クラウドファンディングサイトにしばしば登場するユニークな商品企画。しかし、資金調達に成功した後の様子を知る人は少ないのではないか。クラウドファンディングプラットフォーム「Makuake」を運営するサイバーエージェント・クラウドファンディングによる寄稿連載の1回目。(編集部)
青色LEDの発明・実用化に貢献した日本人研究者がノーベル物理学賞を受賞するなど、最近再び話題を集めている「LEDライト」。従来の電球に比べて大幅に電気代を減らせるなどのメリットが注目される一方、スペック面からは見落とされがちな難点を感じている人もいるのではないだろうか。――そう、それは“デザイン”だ。
半透明のプラスチックに大きな放熱部を備えるLEDライトに対しては「あまりおしゃれではない」という声もあり、昔ながらの白熱電球が持つガラスやフィラメントの美しさにこだわるファンは今でも多い。実際、おしゃれなカフェや雑貨屋などでは、その理由からいまだに切り替えを躊躇しているところも少なくないようだ。
もっとおしゃれなLED電球を作れないか――そこで名古屋市のカーアクセサリーメーカー・ビートソニックが思いついたのが、昔ながらの白熱電球が持つ美しさを生かしたLED電球「Siphon」の開発だ。同社は今年10月15日にクラウドファンディングサービス「Makuake」でSiphonの開発資金調達プロジェクトを立ち上げると、開始から6日で目標額の150万円を突破。それから約2週間で500万円を突破し、今も支援額は伸び続けている。

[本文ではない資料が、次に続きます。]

PR #2939, opened 2026-07-10
convergence: aggregator-committee message-validation test coverage

momosh-ssv:
## convergence: aggregator-committee message-validation test coverage

Closes the coverage hole unit 5b left: `validRoleAtSlot`'s three Boole-gated branches (`signed_ssv_message.go`) had **zero dedicated tests** — only the always-valid roles were hit indirectly. Test-only; the production branches already landed in 5b. Blocker (`commons.Subnet` rename) is moot — adapted to integration's `uint64`-subnet idiom.

### Added (4 subtests, `message/validation/validation_test.go`)
1. `RoleAggregatorCommittee` **pre-fork** → `ErrInvalidRole` (AC only exists post-Boole).
2. old `RoleAggregator` **post-fork** → `ErrInvalidRole` (superseded by AC).
3. old `RoleSyncCommitteeContribution` **post-fork** → `ErrInvalidRole`.
4. `RoleAggregatorCommittee` **late-slot** → `ErrLateSlotMessage`.

Subtest #4 signs its proposal with the fork-aware `RoundRobinProposer` leader (post-Boole leader selection is round-robin — a static op-1 signature would fail the leader-check before reaching the late-slot check), mirroring the existing post-fork committee-consensus pattern in the same file. No new helpers.

Test-only (+79/−0, single file). build/gofmt/golangci-lint green; the 4 subtests run+pass.

PR #2940, opened 2026-07-10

ビートソニックはなぜクラウドファンディングで資金調達を行うことを決めたのか。また、資金調達プロジェクトが成立した今、社会にどのような価値を提供しようとしているのか――その背景や狙いを聞いてみた。
Siphonは、昔ながらの電球でも使われるガラス球を用い、白熱電球の美しさのポイントとも言える「フィラメント」(細い糸状の発行部分)をLEDで再現したLED電球だ。
開発プロジェクトを立ち上げた戸谷大地さんは、20代前半にITベンチャーで新規事業立ち上げに携わった後、現在はビートソニックで照明事業の新規立ち上げに関わっている。戸谷さんはこれまでも同社でいくつかの商品化を実現してきたが、大きなヒットには至っていなかったという。そんな中で同社が注目したのが、LEDライト事業への新規参入だったというわけだ。

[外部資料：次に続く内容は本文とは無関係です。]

PR #2941, opened 2026-07-10
Boole → stage convergence — final consolidation

momosh-ssv:
## Boole → stage convergence — final consolidation

Merges the entire `boole-fork` protocol-fork layer into `stage`, assembled unit-by-unit on `integration/boole-convergence`. This is the **consolidation merge** — every unit below was already implemented, deep-reviewed, and merged into `integration` as its own PR; this PR lands them in `stage` as one coherent set.

### What's included
- **Front-load-0 + unit 1** — ssv-spec v1.2.3 pin + compat shim; networkconfig fork API (`SSVForks`, `BooleForkAtSlot`, `DomainTypeAtSlot`).
- **Unit 2** (#2927) — fork-gated networking + message validation (dual Alan/Boole topics, slot-gated topic/domain acceptance).
- **Unit 3** (#2929) — role-aware exporter duty traces + migration_9 + SSZ model.
- **Unit 4** (#2930) — fork-aware `applyDynamicMaxPeers`.
- **Unit 5a** (#2931) — fork-aware round-robin proposer (single `qbft.Proposer` entry point).
- **Unit 5b** (#2932) — fork-aware runners, scheduler & message validation.
- **Unit 5c** (#2933) — `AggregatorCommitteeRunner` + consensus wiring.
- **Unit 5c-exporter** (#2937) — aggregator-committee duty-trace query layer.
- **Unit 5d** (#2938) — un-skip aggregator-committee + SyncCommitteeAggregatorProof spec vectors (kept STRICT post-root assertions — stricter than boole).
- **Follow-ups** (flowing in): AC message-validation coverage (#2939) + fork-aware exporter validator-path routing (#2940).

### Status
- ✅ `stage` synced into this branch — its tip is the merge-base, the `operator/node.go` conflict is resolved in-branch, and the PR merges cleanly.
- ✅ #2939 + #2940 merged — their changes are included in this diff.
- **Behavioral note:** `local-testnet` now activates Boole from genesis — a flip for local dev clusters (see #2978, item 6).
- Merge method: **merge commit**.

### Follow-up (tracked, not in this PR)
- Regenerate the one skipped Altair spec vector (`sync committee aggregator selection proof`) against a reconciled fork schedule (#2964).
- Non-blocking hardening + polish from the full-pass review: #2978.


iurii-ssv:
@greptile can you review ?

operator/validator/controller.go
```diff
@@ -1050,8 +1081,8 @@ func SetupCommitteeRunners(
 			BeaconSigner: options.Signer,
 			Domain:       options.NetworkConfig.DomainType,
```
iurii-ssv: **Consensus MsgID domain is not fork-aware — post-Boole consensus messages will be rejected.**

The QBFT `Config.Domain` here and the controller `identifier` a few lines below (`identifier := spectypes.NewMsgID(options.NetworkConfig.DomainType, ...)`) both use the static `DomainType` (Alan). That identifier becomes `state.ID` in `StartNewInstance`, and via spec `Sign()` it is the wire `SSVMessage.MsgID` of **every** consensus message (proposal/prepare/commit/round-change/decided).

Post-fork the receiver's `validateDomainAtSlot` expects `DomainTypeAtSlot(slot) == NextDomainType` (Boole), so every post-fork consensus message this node emits carries the Alan domain and is dropped with `ErrWrongDomain` — consensus can't reach quorum. This is exactly the scenario asserted in `message/validation/validation_test.go` ("committee consensus rejected with alan domain post-fork" -> `ErrWrongDomain`).

The partial-signature path is already fork-aware (`runner.go:354`, `proposer.go:303`, `committee.go:403` use `DomainTypeAtSlot(slot)`), so within a single post-fork duty the partial sigs would be Boole while consensus is Alan.

Not caught by CI: all real networks pin `Boole=MaxUint64`, spec-tests use consistent spec domains on both ends, and the MV unit tests hand-craft the receiver input with the Boole domain — none drive the production sender into the production validator post-fork.

Suggested fix: derive the identifier/`Domain` from `DomainTypeAtSlot(duty.DutySlot())` (the slot is available in this per-duty factory) and add a `Boole:0` sender->receiver integration test.

operator/validator/controller.go
```diff
@@ -1115,8 +1167,8 @@ func SetupRunners(
...
```
iurii-ssv: Same fork-aware-domain issue as the committee/AC `buildController` above (see the detailed comment there). Note these validator runners are long-lived across the fork, so the fix here likely needs the controller identifier/`Domain` refreshed at duty start (when the slot is known) rather than fixed at construction with the static `DomainType`.

network/p2p/p2p_pubsub.go
```diff
@@ -38,6 +39,21 @@ func (n *p2pNetwork) UseMessageRouter(router network.MessageRouter) {
 
 // Broadcast publishes the message to all peers in subnet
 func (n *p2pNetwork) Broadcast(msgID spectypes.MessageID, msg *spectypes.SignedSSVMessage) error {
+	decodedMsg, err := queue.DecodeSignedSSVMessage(msg)
```
iurii-ssv: Minor (perf): `Broadcast` fully SSZ-decodes every message here just to recover the slot, then `BroadcastAtSlot` re-encodes it. Correct, but it's an extra decode on the partial-sig broadcast path. The remaining `Broadcast` callers (`runner.go:379`, aggregator runners) already hold the duty slot and could call `BroadcastAtSlot` directly.

network/commons/subnets.go
```diff
@@ -51,23 +60,80 @@ func GetTopicBaseName(topicName string) string {
...
 	subnet := new(big.Int).Mod(new(big.Int).SetBytes(cid[:]), bigIntSubnetsCount)
 	return subnet.Uint64()
 }
 
+// BooleCommitteeSubnet returns the subnet for the given committee, calculated as (lowestHash % SubnetsCount).
+// This determines which subnet a committee lands on post-Boole-fork. An empty committee has no
+// subnet; it returns UnknownSubnetId defensively rather than panicking (real shares are non-empty).
+func BooleCommitteeSubnet(committee []spectypes.OperatorID) uint64 {
+	if len(committee) == 0 {
+		return UnknownSubnetId
```
iurii-ssv, line 94: Minor/defensive: `BooleCommitteeSubnet` returns `UnknownSubnetId` for an empty committee, but `BooleTopic` (unlike `SubnetTopicID`) does not special-case `UnknownSubnetId` — it would emit `/ssv/<net>/boole/<UnknownSubnetId>`. Only reachable for an empty committee (real shares are non-empty), but the Alan/Boole topic naming diverges for that sentinel.

networkconfig/network.go
```diff
@@ -20,9 +24,76 @@ func (n Network) String() string {
...
+func (n Network) inBooleSubsequentWindowWithSlots(slot phase0.Slot, windowSlots phase0.Slot) bool {
+	// If Boole is at genesis there is no transition/unsubscription window to apply; without
+	// this guard we would treat slot 0 as being inside the window.
+	if n.SSV.Forks.Boole == 0 {
+		return false
+	}
+
+	// Avoid FirstSlotAtEpoch overflow when Boole is beyond the representable epoch range;
+	// without this guard the multiplication would wrap and could treat small slots as in-window.
+	maxEpoch := phase0.Epoch(math.MaxUint64 / n.SlotsPerEpoch)
```
iurii-ssv, line 123: Latent: `math.MaxUint64 / n.SlotsPerEpoch` panics if `SlotsPerEpoch == 0`. Unreachable for the built-in beacon configs (always 32), but a malformed custom config turns this overflow guard into a divide-by-zero panic. A `SlotsPerEpoch == 0` guard would harden it.

message/validation/consensus_validation.go
```diff
@@ -17,7 +17,7 @@ import (
 	spectypes "github.com/ssvlabs/ssv-spec/types"
 
 	"github.com/ssvlabs/ssv/protocol/v2/message"
-	"github.com/ssvlabs/ssv/protocol/v2/qbft"
+	qbft "github.com/ssvlabs/ssv/protocol/v2/qbft"
```
iurii-ssv: Nit: redundant import alias — the package is already named `qbft`, so this is equivalent to a plain import (staticcheck QF1008, which this repo has been cleaning up).

momosh-ssv:
Heads-up before this lands: there's a **P0 Boole blocker** in the current diff — the subscription filter rejects **every** Boole committee topic (`/ssv/<net>/boole/<subnet>`), so post-Boole every node either crash-loops at startup or can't broadcast QBFT messages. Filed as #2943, reproduced live on stage-hoodi at HEAD `19e06375`.

Root cause is `CanSubscribe` in `network/topics/sub_filter.go` — its "of interest" gate only recognizes the Alan `ssv.v2.` prefix, so it drops Boole topics before the whitelist is consulted.

Fix is up in **#2944** (targets `integration/boole-convergence`, so it'll fold into this PR's diff once merged). It's verified end-to-end on stage: a post-Boole committee on the fix submits attestations with zero filter errors, while the unfixed control keeps failing. Suggest gating this PR's merge on #2944.

protocol/v2/ssv/runner/aggregator_committee.go
```diff
@@ -0,0 +1,1817 @@
...
+		for _, selection := range aggregatorSelections {
+			// Check if attestation for committee index was already included
+			for _, idx := range consensusData.AggregatorsCommitteeIndexes {
+				if idx == uint64(selection.duty.CommitteeIndex) {
+					// If so, just add to aggregators and return
+					consensusData.Aggregators = append(consensusData.Aggregators, spectypes.AssignedAggregator{
+						ValidatorIndex: selection.duty.ValidatorIndex,
+						SelectionProof: selection.selectionProof,
+						CommitteeIndex: uint64(selection.duty.CommitteeIndex),
+					})
```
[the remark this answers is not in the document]
y0sher: sounds like a bug that is hard to test, maybe only UT can cover it. but definitely I would look into it and see if this valid @momosh-ssv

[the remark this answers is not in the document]
momosh-ssv: Looked into it, and it seems this one is a false positive. 

The "already included" branch is logic-identical to the spec's own runner (`ssv/aggregator_committee.go`, same append-only-to-`Aggregators` handling), and `AggregatorCommitteeConsensusData.Validate()` actually requires this shape: it checks set-equality between `Aggregators[].CommitteeIndex` and `AggregatorsCommitteeIndexes`, and the spec's own spectest (`InvalidAggregatorValidationDuplicateCommitteeIndex`) asserts that appending matching entries to all three slices — what's suggested here — must fail validation with a duplicate-index error. 

Post-consensus pairing is also safe: `GetAggregateAndProofs` builds one proof per aggregator in order, so two aggregators for one committee each submit their own signed copy of the shared aggregate, as the beacon chain expects. 

On the UT point, agreed it's worth covering: the shape rules are only tested in the ssv-spec repo, nothing on our side drives this branch. Filed #2950 to add a focused UT (two aggregators, one committee) as a follow-up.

operator/validator/controller.go
momosh-ssv: Fixed in 94d9d02fb (PR #2948, merged into this branch).

The controller now resolves its identifier per-height via `newIdentifierFn`/`IdentifierFn`, so post-fork consensus messages carry the Boole domain from `DomainTypeAtSlot`. Covered by `identifier_fn_test.go` and `controller_fork_test.go` (send-path assertions for `StartNewInstance` and the decided fast-forward). `Config.Domain` is indeed still static, but seems `GetSignatureDomainType` has no callers left at all.
Likely a candidate for removal in a follow-up cleanup.

operator/validator/controller.go
momosh-ssv: Fixed in 94d9d02fb together with the committee-side one.

Since `IdentifierFn` resolves at the instance's height rather than at construction, the long-lived validator runners pick up the fork-correct domain per duty without needing a refresh at duty start. I traced the remaining static-domain identifiers (`validator.go`, `startup.go`): they only feed role-keyed queue lookups and timeout events resolved by height, so none of them reach the wire.

network/p2p/p2p_pubsub.go
momosh-ssv: Fixed in b850e02ce.

Switched the four slot-holding callers (`runner.go`, `aggregator.go`, both `aggregator_committee.go` sites) to `BroadcastAtSlot`; they already had the duty slot in hand for the fork-aware MsgID, so the extra SSZ decode is gone from the partial-sig path. `Broadcast` stays as the slot-recovering fallback for the interface.

network/commons/subnets.go
momosh-ssv: Fixed in 644829f3b.

`BooleTopic` now mirrors `SubnetTopicID` and emits the `unknown` sentinel. Worth noting it was slightly more than a naming divergence: `ParseTopicSubnet` would happily parse `/boole/18446744073709551615` back as a "valid" subnet, while the sentinel fails parsing cleanly on both forks.

networkconfig/network.go
momosh-ssv: Fixed in 2543af1f2.

`SlotsPerEpoch == 0` now returns early as "not in window" before the division.

message/validation/consensus_validation.go
momosh-ssv: Fixed in 26cc4404a.

message/validation/partial_validation.go
```diff
@@ -241,7 +276,7 @@ func validatePartialSignatureMessageLimit(
 	signerState *SignerStateForSlotRound,
 ) error {
 	switch m.Type {
-	case spectypes.RandaoPartialSig, spectypes.SelectionProofPartialSig, spectypes.ContributionProofs,
+	case spectypes.RandaoPartialSig, ssvtypes.SelectionProofPartialSig, ssvtypes.ContributionProofs,
 		spectypes.ValidatorRegistrationPartialSig, spectypes.VoluntaryExitPartialSig:
```
iurii-ssv: **`AggregatorCommitteePartialSig` is missing from the pre-consensus duplicate-limit switch — AC duplicates lose the reject-to-punish path and get a misleading error.**

Its counterpart [`RecordPartialSignatureMessage`](https://github.com/ssvlabs/ssv/blob/b850e02ce674cea14b3647a09e47406141482cde/message/validation/seen_msg_types.go#L83) counts `AggregatorCommitteePartialSig` as pre-consensus, but this switch omits it. So the *second* AC selection-proof message from a signer for a slot (first one creates the signer state, so the limit check only starts firing from the second) falls through to the `default` branch — `fmt.Errorf("unexpected partial signature message type: %d")` — an untyped error that [`handleValidationError` maps to Ignore](https://github.com/ssvlabs/ssv/blob/b850e02ce674cea14b3647a09e47406141482cde/message/validation/errors.go#L159-L163).

Consequences:
- same-peer logical duplicates are only ignored instead of rejected-to-punish, unlike every legacy pre-consensus type (Randao/SelectionProof/ContributionProofs/registration/exit);
- the error text claims the type is unexpected even though [`validPartialSigMsgType`](https://github.com/ssvlabs/ssv/blob/b850e02ce674cea14b3647a09e47406141482cde/message/validation/partial_validation.go#L347-L357) and [`partialSignatureTypeMatchesRole`](https://github.com/ssvlabs/ssv/blob/b850e02ce674cea14b3647a09e47406141482cde/message/validation/partial_validation.go#L362-L381) both accept it.

```suggestion
	case spectypes.RandaoPartialSig, ssvtypes.SelectionProofPartialSig, ssvtypes.ContributionProofs,
		spectypes.ValidatorRegistrationPartialSig, spectypes.VoluntaryExitPartialSig,
		spectypes.AggregatorCommitteePartialSig:
```

I couldn't find a test driving this path (second AC pre-consensus message with existing signer state) — worth adding one alongside, asserting `ErrTooManyPartialSigMessage` with `reject: true` for the same-peer case.

networkconfig/test-network.go
```diff
@@ -66,12 +69,35 @@ var TestNetwork = &Network{
...
 }
+
+func init() {
+	// Tests sometimes need to validate behavior both pre- and post-fork. This env var allows CI to
+	// flip the effective fork activation for the global TestNetwork without changing code.
+	//
+	// Supported values:
+	// - "pre":  disables the Boole fork (sets it to max epoch)
+	// - "post": enables the Boole fork from genesis (epoch 0)
+	switch strings.ToLower(strings.TrimSpace(os.Getenv("SSV_TEST_BOOLE_FORK"))) {
```
iurii-ssv, line 95: **The post-fork matrix never actually runs in CI.** Nothing sets `SSV_TEST_BOOLE_FORK` in the [Makefile](https://github.com/ssvlabs/ssv/blob/b850e02ce674cea14b3647a09e47406141482cde/Makefile#L50-L70) or the workflows (and nothing builds with `-tags alan_spec`), so `make unit-test` / `make spec-test` only ever exercise the default pre-Boole `TestNetwork`; post-fork behavior is covered only by tests that construct explicit post-fork configs.

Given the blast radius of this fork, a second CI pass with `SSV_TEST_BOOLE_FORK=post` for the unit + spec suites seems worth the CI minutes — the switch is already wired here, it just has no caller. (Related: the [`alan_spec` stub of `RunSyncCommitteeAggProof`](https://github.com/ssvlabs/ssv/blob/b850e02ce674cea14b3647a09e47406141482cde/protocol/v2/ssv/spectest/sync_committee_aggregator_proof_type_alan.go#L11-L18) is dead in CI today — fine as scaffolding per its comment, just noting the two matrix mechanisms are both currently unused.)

だが、そもそも車用品メーカーである同社がなぜLEDライト市場への新規参入を決めたのか。戸谷さんは、LEDライト市場にはすでに多くの大手メーカーが参入しているものの、LEDライトに“デザイン性”を求める消費者ニーズは表面化しておらず、大手が取りかかることはない市場だったと振り返る。
そこでSiphonは「“おしゃれなLED電球”を実現するために細部までとことんこだわった」(戸谷さん)。昔ながらの電球の美しさを表現するために、透明なガラスの質にこだわり、LEDに工夫をこらしてフィラメントの形状を再現し、さらにはLEDライト特有の放熱部をなくしている。試作品では3種類の電球を用意しており、写真の左から「ボール」、中央が「エジソン」、右が「シャンデリア」となっている。
3つのデザインはいずれも魅力的だが、中でも「エジソン」は発明家のエジソンが生み出した白熱電球のデザインをイメージして開発したという。そのガラス部分は「エジソンが発明した当時のものにできるだけ近づけたい」という思いから、内側に“フィラメントの焼きつき”のようなゴールドの装飾を施している。